(Source data)
PR #737, opened 2019-10-31
[2435] - fix(course age range form): validation errors

TobyRet:
### Context
When a user selects a 'another age range' and does not fill in the 'From' and 'To' fields the correct errors are now appearing on the page. If an error is shown then the 'another age range' radio automatically expands in order to show errors. 

- fixes to front end error handling
- error copy updated
- increased test coverage

Validations included:
- missing 'from' and 'to' fields
- missing 'to' field
- missing 'from' field
- 'to' field greater than 'from' field
- course age range less than 4 years

### Before
age_fix_2

### After
age_validation_fix

### Checklist

- [x] Attach to Trello card
- [x] Rebased master
- [x] Cleaned commit history

### DIFF
--- a/app/controllers/courses/age_range_controller.rb
+++ b/app/controllers/courses/age_range_controller.rb
@@ -6,7 +6,10 @@ module Courses
 
     def update
       @errors = build_errors
-      return render :edit if @errors.present?
+      if @errors.present?
+        @course.age_range_in_years = "#{age_from_param}_to_#{age_to_param}"
+        return render :edit
+      end
 
       update_age_range_param
 
@@ -28,11 +31,7 @@ module Courses
   private
 
     def update_age_range_param
-      if valid_custom_age_range?
-        params[:course][:age_range_in_years] = "#{age_from_param}_to_#{age_to_param}"
-      elsif age_range_is_other?
-        params[:course][:age_range_in_years] = nil
-      end
+      params[:course][:age_range_in_years] = "#{age_from_param}_to_#{age_to_param}" if valid_custom_age_range?
     end
 
     def valid_custom_age_range?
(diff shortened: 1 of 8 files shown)


TobyRet:
https://trello.com/c/f0xzePVI/2435-fix-age-range-validation

app/views/courses/age_range/_errors.html.erb
```diff
@@ -0,0 +1,23 @@
+<% error_summary_title ||= 'You’ll need to correct some information.' %>
+<% if @errors && @errors.any? %>
+  <div class="govuk-error-summary" aria-labelledby="error-summary-title" role="alert" tabindex="-1" data-module="govuk-error-summary" data-ga-event-form="error">
+    <h2 class="govuk-error-summary__title" id="error-summary-title">
+      <%= error_summary_title %>
+    </h2>
+    <div class="govuk-error-summary__body">
+      <ul class="govuk-list govuk-error-summary__list">
+        <% if @errors.key?(:age_range_in_years) %>
```
TobyRet: The error handling for this form is now a bit more complicated and required re-creating the error partial. If the user fails to fill in both the 'From' and 'To' fields then we only want the first of the three error messages shown ("Enter an age in both From and To")

app/views/courses/age_range/_form_fields.html.erb
```diff
@@ -12,8 +12,8 @@
   <div class="govuk-radios__divider">or</div>
   <div class="govuk-radios__item">
     <%= form.radio_button :age_range_in_years, 'other', class: 'govuk-radios__input', data: {"aria-controls" => "other-container" },
-      checked: course.other_age_range? && course.age_range_in_years.present?,
-      aria: { describedby: @errors && @errors[:age_range_in_years] ? "course_age_range_in_years-error" : '' } %>
+      checked: (course.other_age_range? && course.age_range_in_years.present?) || (@errors && (@errors[:age_range_in_years_to].present? || @errors[:age_range_in_years_from].present?)),
```
TobyRet: This is very ugly now.
@dankmitchell says this could be refactored once Rails 6.1 ships with components. In the meantime let me know if you have any short term suggestions or think it requires a comment

app/controllers/courses/age_range_controller.rb
```diff
@@ -76,7 +103,7 @@ def current_step
     def errors; end
 
     def build_course
-      @course = Course
+      @course ||= Course
```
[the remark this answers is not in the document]
TobyRet: If validation error occurs then it saves calling the db again

app/views/courses/age_range/_form_fields.html.erb
defong: probably wise just to slap a comment as a reminder

app/controllers/courses/age_range_controller.rb
```diff
@@ -28,25 +31,49 @@ def update
...
 
     def build_errors
-      if age_range_is_other? && (age_from_param.blank? || age_to_param.blank?)
-        {
-          age_range_in_years: ["Enter an age for both from and to"],
-          age_range_in_years_from: ["Enter an age"],
-          age_range_in_years_to: ["Enter an age"],
+      from_and_to_error = "Enter an age in both From and To"
+      from_error = "Enter an age in From"
+      to_error = "Enter an age in To"
```
misaka: Should we put these into `locales`?

app/views/courses/age_range/_form_fields.html.erb
misaka: How about just putting this behind an appropriately-named helper function?

app/controllers/courses/age_range_controller.rb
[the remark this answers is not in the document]
misaka: Where does it get called a second time? I think that's what might be surprising about this.

app/controllers/courses/age_range_controller.rb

* **PROBLEM REQUIREMENTS**
Find the word "edit" in the entries. Copy each line that holds it.

* **EXERCISE RESPONSE**
-      return render :edit if @errors.present?
+        return render :edit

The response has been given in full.